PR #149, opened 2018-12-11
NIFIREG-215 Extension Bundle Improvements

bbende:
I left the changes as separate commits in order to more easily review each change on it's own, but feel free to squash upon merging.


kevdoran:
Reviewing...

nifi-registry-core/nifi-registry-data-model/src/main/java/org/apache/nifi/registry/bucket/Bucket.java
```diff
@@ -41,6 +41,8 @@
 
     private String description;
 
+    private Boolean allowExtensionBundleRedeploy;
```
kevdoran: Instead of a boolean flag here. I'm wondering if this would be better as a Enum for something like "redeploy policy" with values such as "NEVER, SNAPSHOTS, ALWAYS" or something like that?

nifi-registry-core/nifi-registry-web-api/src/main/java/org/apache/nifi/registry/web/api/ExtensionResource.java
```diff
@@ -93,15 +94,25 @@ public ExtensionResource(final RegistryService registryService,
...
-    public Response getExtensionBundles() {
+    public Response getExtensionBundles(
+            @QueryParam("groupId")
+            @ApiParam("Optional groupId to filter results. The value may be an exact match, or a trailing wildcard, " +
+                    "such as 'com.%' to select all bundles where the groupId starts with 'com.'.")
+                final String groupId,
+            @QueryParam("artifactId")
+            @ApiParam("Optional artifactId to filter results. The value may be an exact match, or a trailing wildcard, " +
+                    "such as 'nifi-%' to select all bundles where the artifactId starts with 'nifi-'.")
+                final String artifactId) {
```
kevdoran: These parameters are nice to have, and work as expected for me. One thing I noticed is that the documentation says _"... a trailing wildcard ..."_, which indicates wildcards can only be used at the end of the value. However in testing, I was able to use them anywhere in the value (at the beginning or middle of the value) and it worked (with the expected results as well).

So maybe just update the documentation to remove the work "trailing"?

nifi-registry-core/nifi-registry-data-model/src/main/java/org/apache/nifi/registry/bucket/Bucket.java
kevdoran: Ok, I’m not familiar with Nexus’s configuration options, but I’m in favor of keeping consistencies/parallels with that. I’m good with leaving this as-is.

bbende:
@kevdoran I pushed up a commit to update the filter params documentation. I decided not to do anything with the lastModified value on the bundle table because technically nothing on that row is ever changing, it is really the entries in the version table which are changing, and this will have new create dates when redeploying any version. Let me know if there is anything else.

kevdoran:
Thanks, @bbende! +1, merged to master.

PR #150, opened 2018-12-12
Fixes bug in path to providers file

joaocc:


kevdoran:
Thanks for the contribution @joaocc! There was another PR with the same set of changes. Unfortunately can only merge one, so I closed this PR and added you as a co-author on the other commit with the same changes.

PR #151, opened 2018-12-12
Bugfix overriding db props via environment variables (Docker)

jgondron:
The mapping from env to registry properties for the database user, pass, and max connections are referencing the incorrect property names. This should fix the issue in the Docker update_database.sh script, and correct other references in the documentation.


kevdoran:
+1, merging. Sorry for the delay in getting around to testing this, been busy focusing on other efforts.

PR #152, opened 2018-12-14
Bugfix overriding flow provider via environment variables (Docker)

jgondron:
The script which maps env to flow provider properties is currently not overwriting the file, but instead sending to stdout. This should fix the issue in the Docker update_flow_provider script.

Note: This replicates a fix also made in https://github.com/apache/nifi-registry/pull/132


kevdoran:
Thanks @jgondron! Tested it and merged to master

▶ [WORK ORDER]: Tally every line of the data that includes "ExtensionResource". Report the number and nothing more.

▶ [EXPECTED ANSWER]: 2